# Pannier rack & mudguard



## Moby Jones (6 Jan 2012)

I have just purchased a Topeak rack for my bike (Trek 6300)
http://www.topeak.com/products/Racks/SuperTouristDXTubularRack_disc

My question is can and do i need to fit a mudguard to the rear wheel. I currently have a rooster type mudguard on the back of my bike. 
Will the rack keep all the crap off my back ???


----------



## upsidedown (6 Jan 2012)

I doubt very much if it will offer much protection. The closer the mudguard is to the wheel the more water it will catch, I'd get yourself a proper guard.
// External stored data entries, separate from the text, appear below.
PR #1003, opened 2021-08-31
Adds velocity control to JointPositionController.

arjo129:

# 🎉 New feature

Closes #<NUMBER>

## Summary
There are times when we don't nessecarily want to tune a PID for each joint. Often we
may assume that the physical robot already has a well tuned controller. This
was true in the case of the mbari LRAUV.
Hence, there should be a way to set position without the use of a PID
controller.  This commit adds a `use_velocity_commands` option which when set to true bypasses the force
based PID giving a very predictable position. The `use_velocity_command` mode has a `cmd_max` which in turn
can be used to set a maximum velocity which the joint can move at.

## TODO:
- ~~Add unit test.~~
- The current implementation was developed for a prismatic joint. We need to add angle wrapping for a prismatic joint otherwise the controller may take the long way around. For now we maynot actually need this.

## Checklist
- [x] Added tests


src/systems/joint_position_controller/JointPositionController.cc
```diff
@@ -63,6 +64,14 @@ class ignition::gazebo::systems::JointPositionControllerPrivate
 
   /// \brief Joint index to be used.
   public: unsigned int jointIndex = 0u;
+
+  /// \brief Operation modes
+  enum OperationMode {
+    PID, ABSOLUTE
```
chapulina, line 70: Style nit: put each enum in its own line and give it a `\brief`

src/systems/joint_position_controller/JointPositionController.cc
```diff
@@ -240,14 +258,56 @@ void JointPositionController::PreUpdate(
...
+    JointPositionControllerPrivate::OperationMode::ABSOLUTE)
+  {
+    // Calculate target velcity
+    double targetVel = 0;
+
+    // Get time in seconds
+    auto dt = std::chrono::duration<double>(_info.dt).count();
+
+    // Get the maximum amount in m that this joint may move
+    auto maxMovement = this->dataPtr->posPid.CmdMax() * dt;
```
chapulina, line 280: Should we also use `CmdMin` for negative velocities?

chapulina (commented):
LGTM, I just have a question about using `cmd_min`.

src/systems/joint_position_controller/JointPositionController.cc
arjo129: Resolved in 8ceaed2

src/systems/joint_position_controller/JointPositionController.cc
arjo129: I don't think its absolutely essential. We could add this in a future PR/release. I guess it would simulate actuators which have asymmetric forward and backward speeds. That being said, I do not feel it is necessary immediately. To be honest, this mode will be used usually when we don't really care about motor characteristics.

arjo129:
@chapulina This is ready for another round of review.

chapulina (approved):

PR #1466, opened 2023-10-20
[SDK-3910] Fix RealtimePresence#leave handling of PresenceMessage argument

### LINKED ISSUE #1465: `RealtimePresence#leave` is broken when passing a `PresenceMessage` instance
`RealtimePresence`’s `enter*`, `update*` and `leave*` methods all advertise themselves as accepting a `PresenceMessage` instance instead of just a data object. This is the only way that ably-js supports passing message extras to these methods.

However, `leave` does not handle a `PresenceMessage` argument properly. Update the `presenceMessageExtras` test case in `test/realtime/presence.test.js` and you'll see it fail:

<details>
<summary>
Test case
</summary>

```javascript
/*
 * Attach to channel, enter presence channel with extras and check received
 * PresenceMessage has extras. Then do the same for leaving presence.
 */
it('presenceMessageExtras', function (done) {
  var clientRealtime = helper.AblyRealtime({ clientId: testClientId, tokenDetails: authToken });
  var channelName = 'presenceEnterWithExtras';
  var clientChannel = clientRealtime.channels.get(channelName);
  var presence = clientChannel.presence;

  async.series(
    [
      function (cb) {
        clientChannel.attach(cb);
      },
      // Test entering with extras
      function (cb) {
        presence.subscribe(function presenceListener(presenceMessage) {
          presence.unsubscribe(presenceListener);
          try {
            expect(presenceMessage.extras).to.deep.equal(
              { headers: { key: 'value' } },
              'extras should have headers "key=value"'
            );
          } catch (err) {
            cb(err);
            return;
          }
          cb();
        });
        presence.enter(
          PresenceMessage.fromValues({
            extras: { headers: { key: 'value' } },
          })
        );
      },
      // Test leaving with extras
      function (cb) {
        presence.subscribe(function presenceListener(presenceMessage) {
          presence.unsubscribe(presenceListener);
          try {
            expect(presenceMessage.extras).to.deep.equal(
              { headers: { otherKey: 'otherValue' } },
              'extras should have headers "otherKey=otherValue"'
            );
          } catch (err) {
            cb(err);
            return;
          }
          cb();
        });
        presence.leave(
          PresenceMessage.fromValues({
            extras: { headers: { otherKey: 'otherValue' } },
          })
        );
      },
    ],
    function (err) {
      if (err) {
        closeAndFinish(done, clientRealtime, err);
        return;
      }
      closeAndFinish(done, clientRealtime);
    }
  );

  monitorConnection(done, clientRealtime);
});
```
</details>

It fails because the received presence message looks like this:

```
PresenceMessage {
  id: 'K92Dg-VUnC:1:0',
  clientId: 'testclient',
  connectionId: 'K92Dg-VUnC',
  timestamp: 1697827112736,
  encoding: null,
  data: { action: -1, extras: { headers: [Object] } },
  action: 'leave'
}
```

that is, the extras end up incorrectly being nested inside the message’s data.

lawrence-forooghian:
`RealtimePresence`’s `enter*`, `update*` and `leave*` methods all advertise themselves as accepting a `PresenceMessage` instance instead of just a data object. This is the only way that ably-js supports passing message extras to these methods.

However, `leave` does not handle a `PresenceMessage` argument properly; it ends up nesting the `PresenceMessage`’s top-level fields inside the payload’s `data` property.

To fix this, we change the argument handling to match that used by `enter`.

Resolves #1465.

### DIFF
--- a/src/common/lib/client/realtimepresence.ts
+++ b/src/common/lib/client/realtimepresence.ts
@@ -223,10 +223,8 @@ class RealtimePresence extends Presence {
       'RealtimePresence.leaveClient()',
       'leaving; channel = ' + this.channel.name + ', client = ' + clientId
     );
-    const presence = PresenceMessage.fromValues({
-      action: 'leave',
-      data: data,
-    });
+    const presence = PresenceMessage.fromData(data);
+    presence.action = 'leave';
     if (clientId) {
       presence.clientId = clientId;
     }
--- a/test/realtime/presence.test.js
+++ b/test/realtime/presence.test.js
@@ -373,38 +373,69 @@ define(['ably', 'shared_helper', 'async', 'chai'], function (Ably, helper, async
 
     /*
      * Attach to channel, enter presence channel with extras and check received
-     * PresenceMessage has extras.
+     * PresenceMessage has extras. Then do the same for leaving presence.
      */
     it('presenceMessageExtras', function (done) {
       var clientRealtime = helper.AblyRealtime({ clientId: testClientId, tokenDetails: authToken });
-      var channelName = 'presenceMessageExtras';
+      var channelName = 'presenceEnterWithExtras';
       var clientChannel = clientRealtime.channels.get(channelName);
       var presence = clientChannel.presence;
-      presence.subscribe(
-        function (presenceMessage) {
-          try {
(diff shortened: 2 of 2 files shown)


owenpearson (approved):
Looks good, thanks!

PR #1478, opened 2023-11-01
fix: don't compare `agent` channel param when determining whether channel options require reattach

### LINKED ISSUE #1477: 1.2.46 breaks useChannel hook
[1.2.46](https://github.com/ably/ably-js/releases/tag/1.2.46) is now breaking my React setup.

```javascript
const { channel } = useChannel(
        `private:users.${auth.user.id}`,
        'App\\Events\\MyEvent',
        (
            message: AblyEventMessage<{
                user: User
            }>,
        ) => {
            get(route('myroute'), {
                preserveState: true,
            })
        },
)
```

```
helpers.ts:120 Uncaught Error: Channels.get() cannot be used to set channel options that would cause the channel to reattach. Please, use RealtimeChannel.setOptions() instead.
```

owenpearson:
Resolves #1477 

Excludes the agent param is excluded when checking whether channel options provided to `Channels.get` will require re-attachment

### DIFF
--- a/src/common/lib/client/realtimechannel.ts
+++ b/src/common/lib/client/realtimechannel.ts
@@ -189,7 +189,14 @@ class RealtimeChannel extends Channel {
       return false;
     }
     if (options?.params) {
-      if (!this.params || !Utils.shallowEquals(this.params, options.params)) {
+      // Don't check against the `agent` param - it isn't returned in the ATTACHED message
+      const requestedParams = Object.assign({}, options.params);
+      delete requestedParams.agent;
+      if (Object.keys(requestedParams).length !== 0 && !this.params) {
+        return true;
+      }
+
+      if (this.params && !Utils.shallowEquals(this.params, requestedParams)) {
         return true;
       }
     }
--- a/src/platform/react-hooks/src/hooks/useChannelStateListener.ts
+++ b/src/platform/react-hooks/src/hooks/useChannelStateListener.ts
@@ -1,5 +1,6 @@
+import { useEffect, useRef } from 'react';
 import { Types } from '../../../../../ably.js';
-import { ChannelNameAndId } from '../AblyReactHooks.js';
+import { ChannelNameAndId, ChannelNameAndOptions, channelOptionsWithAgent } from '../AblyReactHooks.js';
 import { useAbly } from './useAbly.js';
 import { useEventListener } from './useEventListener.js';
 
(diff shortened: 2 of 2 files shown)


src/common/lib/client/realtimechannel.ts
```diff
@@ -630,6 +637,7 @@ class RealtimeChannel extends Channel {
       case actions.ATTACHED: {
         this.properties.attachSerial = message.channelSerial;
         this._mode = message.getMode();
+        console.log('Channel.onMessage ATTACHED, setting params to:', (message as any).params);
```
lawrence-forooghian, line 640: Is this meant to be here? Should it be using the internal logging API if so?

src/common/lib/client/realtimechannel.ts
```diff
@@ -189,7 +189,14 @@ class RealtimeChannel extends Channel {
       return false;
     }
     if (options?.params) {
-      if (!this.params || !Utils.shallowEquals(this.params, options.params)) {
+      // Don't check against the `agent` param - it isn't returned in the ATTACHED message
```
lawrence-forooghian, line 192: I'm not sure I understand what's going on here, could you explain please? The relevant spec point is [RTS3c1](https://sdk.ably.com/builds/ably/specification/main/features/#RTS3c1), which doesn't mention any special case for the `agent` param. And I don't think I understand why it's relevant that `agent` "it isn't returned in the ATTACHED message".

src/platform/react-hooks/src/hooks/useChannelStateListener.ts
```diff
@@ -8,22 +8,24 @@ type ChannelStateListener = (stateChange: Types.ChannelStateChange) => any;
...
-    typeof channelNameOrNameAndId === 'string' ? channelNameOrNameAndId : channelNameOrNameAndId.channelName;
+  const channelHookOptions =
+    typeof channelNameOrNameAndId === 'object' ? channelNameOrNameAndId : { channelName: channelNameOrNameAndId };
   const id = (channelNameOrNameAndId as ChannelNameAndId)?.id;
 
+  const { channelName, options: channelOptions } = channelHookOptions;
+
   const ably = useAbly(id);
-  const channel = ably.channels.get(channelName);
+  const channel = ably.channels.get(channelName, channelOptionsWithAgent(channelOptions));
```
lawrence-forooghian, line 28: Is the user allowed to pass options to `useChannelStateListener` that would trigger a reattach? If so, then don't we need to use `setOptions` here instead of `get` with options?

src/common/lib/client/realtimechannel.ts
owenpearson: whoops, my bad, thanks

src/common/lib/client/realtimechannel.ts
owenpearson: When you call `Channels.get` to get an already-attached channel, the client will compare the requested params with the params it received in the `ATTACHED` message to determine whether it would need to re-attach. Since realtime currently doesn't send the `agent` param in the `ATTACHED` message, the client will always believe that it needs to re-attach if the `agent` param is passed in to `Channels.get` but in reality the client will never actually need to re-attach because of the `agent` param, so this change just makes the client ignore this param from the check.

src/platform/react-hooks/src/hooks/useChannelStateListener.ts
owenpearson: Good point - I've updated this commit to use a ref for the channel options and use `setOptions` if they change

ttypic (approved):
LGTM

lawrence-forooghian (approved):

PR #1479, opened 2023-11-01
Turn off `continue-on-error` for browser jobs

lawrence-forooghian:
I _think_ this is preventing us from receiving email notifications when one of the browser jobs fails.

The motivation for the current configuration is not clear to me, but I’m guessing the idea was that the failure of a single browser test run shouldn’t cancel the others. Turning off `fail-fast` should do the same thing.


owenpearson (approved):
LGTM

PR #1480, opened 2023-11-01

lawrence-forooghian:
Other than fixing merge conflicts, the notable changes which bring the recently-added stuff in `main` in line with the changes from v2 are:

- Removing mentions of the `ably/promises` and `Realtime.Promise` API from the React hooks code and documentation

- Updating presence message extras test to use the promise-based API

- Fixing a newly-introduced compilation error calling `wsConnection.send` in `WebSocketTransport` (not sure exactly why, but I’m guessing something to do with the upgrade to the `ws` library in `main` and perhaps some changes to TypeScript version in v2) — the fix, which uses a type assertion to always pretend we’re always in the Node case, is a bit dodgy but that’s because the signature of `ProtocolMessage.serialize` is also a bit dodgy (it refers to `Buffer` even though the code that uses it is also called on web).

The `package-lock.json` merge conflicts were handled by fixing the `package.json` merge conflicts then running `npm install --lockfile-version 2` using Node 16.20.0. Using Node 18.18.2 seemed to lead to a lockfile that caused an error `@esbuild/android-arm not accessible from esbuild` when running `npm ci` in the Node 12 and 14 CI jobs.


owenpearson (approved):
Looks fine! Can we make an issue for `ProtocolMessage.serialize` having an incorrect typing?

lawrence-forooghian:
> Looks fine! Can we make an issue for `ProtocolMessage.serialize` having an incorrect typing?

Sure — created https://github.com/ably/ably-js/issues/1486.

PR #1485, opened 2023-11-03
Upgrade Playwright to 1.39.0

lawrence-forooghian:
This requires us to now explicitly install the browsers (see [this section of Playwright release notes](https://playwright.dev/docs/release-notes#breaking-changes-playwright-no-longer-downloads-browsers-automatically)).

I’m doing this upgrade not because it’s necessary but because NPM tried to make it for me when resolving a `package-lock.json` merge conflict in an upcoming commit. Given that the upgrade involves this CI change, thought it best to do it as a separate commit so it doesn’t get lost inside a merge commit.

### DIFF
--- a/.github/workflows/test-browser.yml
+++ b/.github/workflows/test-browser.yml
@@ -25,8 +25,8 @@ jobs:
         with:
           node-version: 16.x
       - run: npm ci
-      - name: Install playwright dependencies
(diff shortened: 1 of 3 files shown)


owenpearson (approved):
LGTM

ttypic (approved):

If you don't want the full one with brackets and screws you could try Race Blades, they work great and take minutes to fit. 

Paul


----------



## MattHB (6 Jan 2012)

It won't offer any protection. A proper gaurd needs to reach down a lot further to offer any proper protection.


----------



## Piemaster (6 Jan 2012)

+1 to above posts. You need a mudguard too.
I've had to take the rear one off a bike in order to get clearance for winter tyres. Still got the rack (same as one you've linked to) and I'm now getting a dirty stripe on my lower back and backs of legs


----------



## SquareDaff (6 Jan 2012)

And another +1 - have tried just using a rack - you end up getting soaked and the bike gets covered in crud. Get a proper mudguard on and save yourself loads of time in continual cleaning.


----------



## Moby Jones (6 Jan 2012)

What do you think of these, seem to get good reviews

http://www.wiggle.co.uk/sks-commuter-mtb-mudguard/


----------



## evank23 (4 Sep 2014)

Have the same problem and my bike is a (large) hybrid so the mudguard can only sit over the rack... or so it seems... So I'm going for something like this which should work ok http://www.wheelies.co.uk/p54676/Axiom-Rackrunner-Pannier-Rack-Rear-Mudguard.aspx
hope this helps


----------



## cosmicbike (4 Sep 2014)

Might be worth a try

http://www.topeak.com/products/Racks/MTXDeFender


----------



## Gez73 (4 Sep 2014)

I have the Topeak Super Tourist Rack and MTX Trunk bag, along with SKS Longboards. Well worth putting decent guards on. You'll only need to do it once when done right. I highly recommend the guards and they stay so close to the wheel that toe overlap will be no worse than without. Gez


----------